_TASK GOAL_
Please restate, word for word, the lines below that begin at the one with "I chose _not_" and end at the one with "Depends on how you". Leave out all other lines.

*** DATA EXCERPTS ***

PR #14436, opened 2019-03-19
[spaceship] Automate phone number selection for "request code via SMS" in 2FA with `SPACESHIP_2FA_SMS_DEFAULT_PHONE_NUMBER` env var

### LINKED ISSUE #13980: [spaceship] Skip 2FA pushed token entry (to trusted phone selection), select correct phone no automatically
#13487 from @jarrodparkes contained a feature request:

>  I manage Apple developer accounts for ~100 different customers, some organization accounts, some individual accounts. For the individual accounts, I'm forced to access the Apple developer portal using their credentials which means 2FA in most cases. Thankfully, by coordinating with the customer, I can add my phone as a trusted device so that I don't have to contact them each time I need to access their account or generate a session...
> 
> But, the problem arises when I try to generate a web session using fastlane spaceauth -u [apple_id_email]. Since most of these Apple accounts have devices other than my phone registered, fastlane never prompts me to choose my phone for sending the code. Looking at the documentation and this closed issue #10790, there is no way to force fastlane to send the code to a certain number. One option would be to remove all the registered devices from the account, leaving only the desired phone number, but this is problematic because many of the customers I work with are using their devices with Apple throughout the day and logging them out would be BAD.

After #13800 is fixed, @jarrodparkes won't have to use the fallback any more but will be able to exit from the "pushed code entry" to a "select phone number" -> "enter code from text message" flow somehow, but this leaves the need for him to 1. exit the "pushed code entry" and 2. selection of his phone number.

---

We can probably implement an ENV variable to just skip 1. and request the phone numbers.

Then 2. can maybe be skipped with another ENV variable, depends on how much information we get on the phone number if they are very similar (by default Apple return the last 2 digits of a number. But what if you have 2 numbers with identical 3 digits at the end?).

janpio:
### Checklist

### Motivation and Context

2FA with token entry is a hassle to fastlane users. Some use cases also force people to use trusted phone numbers instead of the usual pushed tokens, so we can streamline their workflow by allowing them to skip the pushed token and remove the necessary interaction to get a token sent to a specific phone number.

### Description

The new environment variable `SPACESHIP_2FA_SMS_DEFAULT_PHONE_NUMBER` allows you to set a phone number, that is automatically used as the recipient of the 2FA token. You do not have to "escape" the normal input via inputting `sms` and then selecting your phone number from a dropdown any more.

#### Testing

I wrote a few tests for the specific methods I introduced that helped me to make sure they actually do what I expected them to do. Then I manually tested via `bundle exec fastlane spaceauth` as it basically just does the spaceship login - which is what this code impacts.

#### Unrelated changes 

This PR also includes a little comment in the cert runner and changes the way `fastlane spaceauth` handles exceptions - before they were just swallowed, but as my new code raises one if it can't find the correct phone number, that was not very good for testing. Now they are bubbled up to the user.

closes #13980

---

### Review Notes

- I am not really happy with the code of `phone_id_from_number`, the way I find the `phone_id` for the value of the ENV variable via the regex pattern, and especially the way I build it looks really crap and complicated. Is there a better way to do this?
- Does my spec file make sense? It worked for me when writing the initial code, but are those actually good tests? Should I do more here? The whole file was completely untested before. Now at least those two methods I touched are tested a tiny bit.

### DIFF
--- a/spaceship/lib/spaceship/two_step_or_factor_client.rb
+++ b/spaceship/lib/spaceship/two_step_or_factor_client.rb
@@ -206,7 +206,7 @@ module Spaceship
         number_with_dialcode_regex = /^#{number_with_dialcode_regex_part}$/
         # => /^\+49([0-9]{8})85$/ or /^\+1([0-9]{7,8})66$/
 
-        return phone['id'] if phone_number.match?(number_with_dialcode_regex)
+        return phone['id'] if phone_number =~ number_with_dialcode_regex
         # +491621234585 matches /^\+49([0-9]{8})85$/
       end
 
--- a/spaceship/lib/spaceship/two_step_or_factor_client.rb
+++ b/spaceship/lib/spaceship/two_step_or_factor_client.rb
@@ -122,8 +122,14 @@ module Spaceship
       # },
       code_length = security_code["length"]
 
-      unless(ENV["SPACESHIP_2FA_SMS_DEFAULT_PHONE_NUMBER"])
-        puts("")
+      puts("")
+      if ENV["SPACESHIP_2FA_SMS_DEFAULT_PHONE_NUMBER"]
+        puts("Environment variable `SPACESHIP_2FA_DEFAULT_PHONE_NUMBER` is set, automatically requesting 2FA token via SMS to that number")
+        puts("SPACESHIP_2FA_DEFAULT_PHONE_NUMBER = #{ENV['SPACESHIP_2FA_DEFAULT_PHONE_NUMBER']}")
+        phone_number = ENV["SPACESHIP_2FA_DEFAULT_PHONE_NUMBER"]
+        phone_id = phone_id_from_number(response.body["trustedPhoneNumbers"], phone_number)
+        body = request_two_factor_code_from_phone(phone_id, phone_number, code_length)
+      else
         puts("(Input `sms` to escape this prompt and select a trusted phone number to send the code as a text message)")
         code_type = 'trusteddevice'
         code = ask("Please enter the #{code_length} digit code:")
@@ -134,13 +140,6 @@ module Spaceship
           code_type = 'phone'
           body = request_two_factor_code_from_phone_choose(response.body["trustedPhoneNumbers"], code_length)
         end
-      else
-        puts("")
-        puts("Environment variable `SPACESHIP_2FA_DEFAULT_PHONE_NUMBER` is set, automatically requesting 2FA token via SMS to that number")
-        puts("SPACESHIP_2FA_DEFAULT_PHONE_NUMBER = #{ENV['SPACESHIP_2FA_DEFAULT_PHONE_NUMBER']}")
-        phone_number = ENV["SPACESHIP_2FA_DEFAULT_PHONE_NUMBER"]
-        phone_id = phone_id_from_number(response.body["trustedPhoneNumbers"], phone_number)
-        body = request_two_factor_code_from_phone(phone_id, phone_number, code_length)
       end
 
       puts("Requesting session...")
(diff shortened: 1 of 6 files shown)


max-ott:
Thanks for your great work @janpio 🙏 Will test this and give feedback. Is only running `bundle exec fastlane spaceauth` required to test this with having the right ENV set?

janpio:
That should execute that code, yes. But testing in other circumstances (normal spaceship usage) is of course also welcome.

spaceship/lib/spaceship/two_step_or_factor_client.rb
```diff
@@ -172,23 +183,68 @@ def handle_two_factor(response, depth = 0)
...
+        number_with_dialcode_regex = /^#{number_with_dialcode_regex_part}$/
+        # => /^\+49([0-9]{8})85$/ or /^\+1([0-9]{7,8})66$/
+
+        return phone['id'] if phone_number =~ number_with_dialcode_regex
+        # +491621234585 matches /^\+49([0-9]{8})85$/
       end
+
+      # Handle case of phone_number not existing in phone_numbers because ENV var is wrong or matcher is broken
+      raise Tunes::Error.new, %(
+Could not find a matching phone number to #{phone_number} in #{phone_numbers}.
```
joshdholtz: We may want to mask the `phone_number` here 🤔 The `phone_numbers` also prints out as a Ruby object. Do we want to make that a little more CLI friendly? 😇
```sh
Could not find a matching phone number to <plain text phone number> in [{"numberWithDialCode"=>"+1 (•••) •••-••98", "pushMode"=>"sms", "obfuscatedNumber"=>"(•••) •••-••98", "id"=>1}].
```

spaceship/lib/spaceship/two_step_or_factor_client.rb
```diff
@@ -123,14 +123,25 @@ def handle_two_factor(response, depth = 0)
...
+        puts("Environment variable `SPACESHIP_2FA_SMS_DEFAULT_PHONE_NUMBER` is set, automatically requesting 2FA token via SMS to that number")
+        puts("SPACESHIP_2FA_SMS_DEFAULT_PHONE_NUMBER = #{ENV['SPACESHIP_2FA_SMS_DEFAULT_PHONE_NUMBER']}")
+        phone_number = ENV["SPACESHIP_2FA_SMS_DEFAULT_PHONE_NUMBER"]
+        phone_id = phone_id_from_number(response.body["trustedPhoneNumbers"], phone_number)
         code_type = 'phone'
-        body = request_two_factor_code_from_phone(response.body["trustedPhoneNumbers"], code_length)
+        body = request_two_factor_code_from_phone(phone_id, phone_number, code_length)
+      else
+        puts("(Input `sms` to escape this prompt and select a trusted phone number to send the code as a text message)")
+        puts("(You can also set the environment variable `SPACESHIP_2FA_SMS_DEFAULT_PHONE_NUMBER` to automate this)")
```
joshdholtz: Could we put an example of the format here? It actually took me a few tries to get this working 😬 I didn't realize I had to add a `+1` to the start of my phone number. I tried adding a `1` to the start and that still didn't work 😝  So I think it might be good to put an example here for us people that don't regularly use the `+1` 😇

joshdholtz (changes requested):
@janpio I left a few small suggestions about masking numbers and changing some of the CLI output but this is so 🔥🔥🔥🔥🔥🔥🔥🔥🔥🔥🔥🔥

spaceship/lib/spaceship/two_step_or_factor_client.rb
janpio: Problem is that we actually need the phone number here to be able to debug the problem. We could add something like "If you are uncomfortable sharing your phone number, please switch a few digits or replace them with `0`."

spaceship/lib/spaceship/two_step_or_factor_client.rb
janpio: This should probably be changed to a link to the documentation, that then will contain this information. (Basically: Phone number with country code (`+1`, `+49` or similar)) Having the instructions here will create a bit much output, don't you think?

spaceship/lib/spaceship/two_step_or_factor_client.rb
```diff
@@ -123,14 +123,25 @@ def handle_two_factor(response, depth = 0)
       code_length = security_code["length"]
 
       puts("")
-      puts("(Input `sms` to escape this prompt and select a trusted phone number to send the code as a text message)")
-      code_type = 'trusteddevice'
-      code = ask("Please enter the #{code_length} digit code:")
-      body = { "securityCode" => { "code" => code.to_s } }.to_json
-
-      if code == 'sms'
+      if ENV["SPACESHIP_2FA_SMS_DEFAULT_PHONE_NUMBER"]
```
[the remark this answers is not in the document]
janpio: > Do we also want to make sure its not an empty string? 🤔

I chose _not_ to do that, because as soon as `SPACESHIP_2FA_SMS_DEFAULT_PHONE_NUMBER` is set the user wants this code to execute. The output should hopefully give them enough indication to discover that the variable is empty.

spaceship/lib/spaceship/two_step_or_factor_client.rb
```diff
@@ -123,14 +123,25 @@ def handle_two_factor(response, depth = 0)
...
+        puts("Environment variable `SPACESHIP_2FA_SMS_DEFAULT_PHONE_NUMBER` is set, automatically requesting 2FA token via SMS to that number")
+        puts("SPACESHIP_2FA_SMS_DEFAULT_PHONE_NUMBER = #{ENV['SPACESHIP_2FA_SMS_DEFAULT_PHONE_NUMBER']}")
```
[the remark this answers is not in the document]
janpio: Interesting point.

Depends on how you view the system. I though that the user set the environment variable themselves, so no reason to not show him any data - if they want to paste the output they can still mask it manually (as many other thing from fastlane output).

Is there actually a way where the users could _not_ be aware of the phone number used? Not really, as they have to have access to that phone anyway, right?

spaceship/lib/spaceship/two_step_or_factor_client.rb
joshdholtz: @janpio Yeah, I definitely don't want to make this output too much longer. Linking to some documentation would be 💯

spaceship/lib/spaceship/two_step_or_factor_client.rb
joshdholtz: @janpio Could we only not mask if verbose is on? 🤔

spaceship/lib/spaceship/two_step_or_factor_client.rb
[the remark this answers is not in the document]
joshdholtz: @janpio Yeah yeah, might be good to say something if not empty! Empty string things are usually hard to debug otherwise 🙃

spaceship/lib/spaceship/two_step_or_factor_client.rb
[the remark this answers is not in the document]
joshdholtz: The only spot I could maybe see this happening is when sharing output/logs in an issue/PR. We don't want their phone numbers to be shared publicly on the internet like that 😬

spaceship/lib/spaceship/two_step_or_factor_client.rb
janpio: We could, but then we would have to add some information that the users needs to run `--verbose` before reporting the bug.

janpio:
Documentation part of this PR will be mainly taken care of via https://github.com/fastlane/docs/pull/804 which will create https://docs.fastlane.tools/advanced/authentication

spaceship/lib/spaceship/two_step_or_factor_client.rb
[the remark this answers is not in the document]
janpio: I would handle that similar to how we handle bundle IDs, team IDs etc - the user has take care of that themselves.

spaceship/lib/spaceship/two_step_or_factor_client.rb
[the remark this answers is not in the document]
janpio: Done.

spaceship/lib/spaceship/two_step_or_factor_client.rb
janpio: I prefer not masking here and leave the masking to users as we do with team ID and name etc.

spaceship/lib/spaceship/two_step_or_factor_client.rb
janpio: Added an output below that links to the content of this PR: https://github.com/fastlane/fastlane/pull/14524

joshdholtz (approved):
This is so goooooood! We are shipping this tomorrow 💪

PR #14439, opened 2019-03-20
Avoid Search for the Crashlytics API token if parameter gsp_path is set

oklimberg:
### Checklist

### Motivation and Context

This change reduces the confusion mentionend in Issue 14176, tho make clear, the missing symbols in Firebase after an upload are not related to the errors in the log, created, when searching for the API token

### Description

When the parameter gsp_path is set, there is no need to search for the API token
and we can skip the search, like it is already done in function find_gsp_path
if parameter api_token is set.


snatchev (approved):
Looks good to me.

Issue #14404, opened 2019-03-15
Add pattern matching to changelog_from_git_commits


rukano:
### Feature Request

In the action `changelog_from_git_commits` there should be an option for pattern matching the commit texts.

#### Motivation Behind Feature
In some projects, might be needed to create release notes and Changelog entries from the commits, but only merge commits into a specific branch (e.g. `develop`). This feature will also  provide more flexibility to the users to choose their own commit naming schema to bypass or filter irrelevant commits for the release notes.

#### Feature Description
The action `changelog_from_git_commits` provides some useful parameters already, but a `git log` paramter `--grep=""` is not implemented. Providing a parameter to pass to this function (e.g. `mathching_pattern`) will allow the users to have more flexibility when generating their changelogs.

Code examples:

In both functions `Actions.git_log_between` and `Actions.git_log_last_commits` an extra parameter will be added:

```ruby
def self.git_log_between(pretty_format, from, to, matching_pattern, merge_commit_filtering, date_format = nil, ancestry_path)
def self.git_log_last_commits(pretty_format, commit_count, matching_pattern, merge_commit_filtering, date_format = nil, ancestry_path)
```

In the function body, if the parameter exists, will be added as a `--grep=""` parameter to `git log`. Example:

```ruby
      command << "--grep=\"#{matching_pattern}\"" if matching_pattern
```

Since the parameter will be optional, if won't break the existing functionality.

#### Alternatives or Workarounds

My current workaround, before I decided to request this feature looks as follows:

```ruby
lane :make_release_notes do 
  command = ['git log $(git describe --tags --abbrev=0)..HEAD']
  command << "--grep=\"Merge branch .* into 'develop'\""
  command << "--pretty=\"\%b\""
  msg = Actions.sh(command.compact.join(' '), log: false).chomp
  UI.message msg # <- here I use the contents later for the Changelog.
end
```

Which practically mimicks the `git_log_last_commits` and the `git_log_between` without the parameters I haven't been using.

Adding the extra parameter to `changelog_from_git_commits` would make the function more capable, and using the `git log` filters instead of filtering by hand on the lane or ruby itself.

I have implemented this in my fastlane fork, but since it is my first issue/contribution, I'm not familiar with the testing and build process, but I might be able to make a Pull Request if desired. :)

EDIT: fastlane env as requested by the bot
[fastlane_env.txt](https://github.com/fastlane/fastlane/files/2974265/fastlane_env.txt)

janpio:
[...]

PR #14440, opened 2019-03-20
[action] Add optional argument to filter git commits for changelog

rukano:
Added an optional argument `matching_pattern` to the `git_log_between` and `git_log_last_commits` actions. It injects the pattern to the `git log` command for the `grep` argument.

Added documentation and sample code.

### Checklist

### Motivation and Context
In some projects, might be needed to create release notes and Changelog entries from the commits, but only merge commits into a specific branch (e.g. `develop`). This feature will also  provide more flexibility to the users to choose their own commit naming schema to bypass or filter irrelevant commits for the release notes.

#14404 

### Description
The action `changelog_from_git_commits` provides some useful parameters already, but a `git log` parameter `--grep=""` is not implemented. Providing a parameter to pass to this function (e.g. `matching_pattern`) will allow the users to have more flexibility when generating their Changelogs.

Code examples:

In both functions `Actions.git_log_between` and `Actions.git_log_last_commits` an extra parameter will be added:

```ruby
def self.git_log_between(pretty_format, from, to, matching_pattern, merge_commit_filtering, date_format = nil, ancestry_path)
def self.git_log_last_commits(pretty_format, commit_count, matching_pattern, merge_commit_filtering, date_format = nil, ancestry_path)
```

In the function body, if the parameter exists, will be added as a `--grep=""` parameter to `git log`. Example:

```ruby
      command << "--grep=\"#{matching_pattern}\"" if matching_pattern
```

Since the parameter will be optional, if won't break the existing functionality.

I've been using the workaround for a while, and tested it on my local fork, from where I am creating this PR.

### DIFF
--- a/fastlane/lib/fastlane/actions/changelog_from_git_commits.rb
+++ b/fastlane/lib/fastlane/actions/changelog_from_git_commits.rb
@@ -37,9 +37,9 @@ module Fastlane
 
         Dir.chdir(params[:path]) do
           if params[:commits_count]
-            changelog = Actions.git_log_last_commits(params[:pretty], params[:commits_count], merge_commit_filtering, params[:date_format], params[:ancestry_path])
+            changelog = Actions.git_log_last_commits(params[:pretty], params[:commits_count], params[:matching_pattern], merge_commit_filtering, params[:date_format], params[:ancestry_path])
           else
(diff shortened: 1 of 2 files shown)


rukano:
Wrong signing identity for the commit. Will open a new PR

*** End of DATA EXCERPTS ***

_RESPONSE FOR THIS EXERCISE_
I chose _not_ to do that, because as soon as `SPACESHIP_2FA_SMS_DEFAULT_PHONE_NUMBER` is set the user wants this code to execute. The output should hopefully give them enough indication to discover that the variable is empty.

spaceship/lib/spaceship/two_step_or_factor_client.rb
```diff
@@ -123,14 +123,25 @@ def handle_two_factor(response, depth = 0)
...
+        puts("Environment variable `SPACESHIP_2FA_SMS_DEFAULT_PHONE_NUMBER` is set, automatically requesting 2FA token via SMS to that number")
+        puts("SPACESHIP_2FA_SMS_DEFAULT_PHONE_NUMBER = #{ENV['SPACESHIP_2FA_SMS_DEFAULT_PHONE_NUMBER']}")
```
[the remark this answers is not in the document]
janpio: Interesting point.

Depends on how you view the system. I though that the user set the environment variable themselves, so no reason to not show him any data - if they want to paste the output they can still mask it manually (as many other thing from fastlane output).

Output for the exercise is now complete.